Below I have plotted the signal (Lifetime decay) I am trying to deconvolve from an impulse response function, i.e. the divider (IRF). So I should just get the decay a bit sharper. Here is an example of a topic I look at that gives what I need:
Understanding scipy deconvolve
Please not for my code, I am using only the peak of the divider (IRF), not the entire array sequence as shown on the image.
I am using the following code to do that:
IRF = IRF * (max(decay)/max(IRF))
# replace 0s to avoid error message
IRF = np.where(IRF == 0, 0.1, IRF)
decay = np.where(decay == 0, 0.1, decay)
# take only the quotient part of the result
deconv = scipy.signal.deconvolve(decay, IRF)[0]

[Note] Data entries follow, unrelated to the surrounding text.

PR #23, opened 2019-10-18
AF-2287: Incorporate DMN editor

tiagobento:
This PR features the configuration necessary to add support for DMN files.

It also adds a `webpack-dev-server` configuration to be able to locally test the Chrome Extension.
Added a fix to not duplicate `setContent` request on the visualization screen.


tiagobento:
@manstis Keep in mind that building this branch won't work, because we don't commit the editors themselves on this repo. I'm going to create a branch with the editors committed so you can test it better. In the case you wanna use _this_ branch, just copy the WAR contents to `packages/unpacked-gwt-editors/dmn` and you'll be good to go.

tiagobento:
@manstis https://github.com/tiagobento/kogito-tooling/tree/dmn-for-reals-PR-with-editor

packages/gwt-editors/src/GwtEditorWrapper.tsx
```diff
@@ -92,4 +97,10 @@ export class GwtEditorWrapper extends AppFormer.Editor {
       headerTable.remove();
     }
   }
+
+  private injectStyleToFixResponsivenessIssue_DROOLS_3995() {
+    const style = document.createElement("style");
+    style.textContent = ".list-view-pf-body { display: flex !important; }";
```
karreiro: @tiagobento Since it's applied globally for `.list-view-pf-body`, it can potentially change the behaviour in every use of `.list-view-pf-body`.

A safer possible alternative would be this:
```suggestion
    style.textContent = '[data-i18n-prefix="DataTypeListItemView."] .list-view-pf-body { display: flex !important; }';
```

karreiro (commented):
Thank you, @tiagobento. I'm glad the DMN editor is being incorporated.

I've noticed this PR into the [DROOLS-3995](https://issues.jboss.org/browse/DROOLS-3995), so I've left a minor comment.

packages/gwt-editors/src/GwtEditorWrapper.tsx
tiagobento: That's great, @karreiro! Thanks for the suggestion. To be even better, I think we could replace the string's double quotes by single quotes and avoid using the escaping slash :)

manstis (approved):
The DMN editor seems to work fine in both Chrome and VSCode.. so approving :-)

Thank-you @tiagobento

packages/gwt-editors/src/GwtEditorWrapper.tsx
karreiro: @tiagobento I've updated the _Suggested change_ following your suggestion ;-)

ederign (approved):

# "padding" the deconvolved signal so it has the same size as the original signal
s = int((len(decay)-(len(deconv)))/2) ## difference on each side
deconv_res = np.zeros(len(decay))
end = int(len(decay)-s-1) # final index
deconv_res[s:end] = deconv
deconv = deconv_res
# convolved normalized to decay height for plotting
deconv_n = deconv * (max(decay)/max(deconv))
The IRF is an array of float64, the signal is an array of uint16.
I admit I'm not so familiar with the maths of deconvolution, so I am trying blindly different things, like trying different divider functions, but nothing is producing anywhere near as expected. The last result I got looks like this (see plot of the original signal and what the signal it tried to deconvolve..)
Could anyone give me some idea if it's something in scipy.deconvolve I don't understand, what the reason could be for this strange behaviour, or even some high-level reading material that might help me out? Or if you think this problem is more physics-y than coding-related, a better place to ask such a question?
The problem is that deconvolve is a sort of polynomial division, it decomposes the output signal in $conv(h, x) + r$, if your signal is noisy it may give strange results. Also if the first sample in the inpulse response is small it tends to produce the exponentially growing output.
What I would do for this problem is the division of FFTs.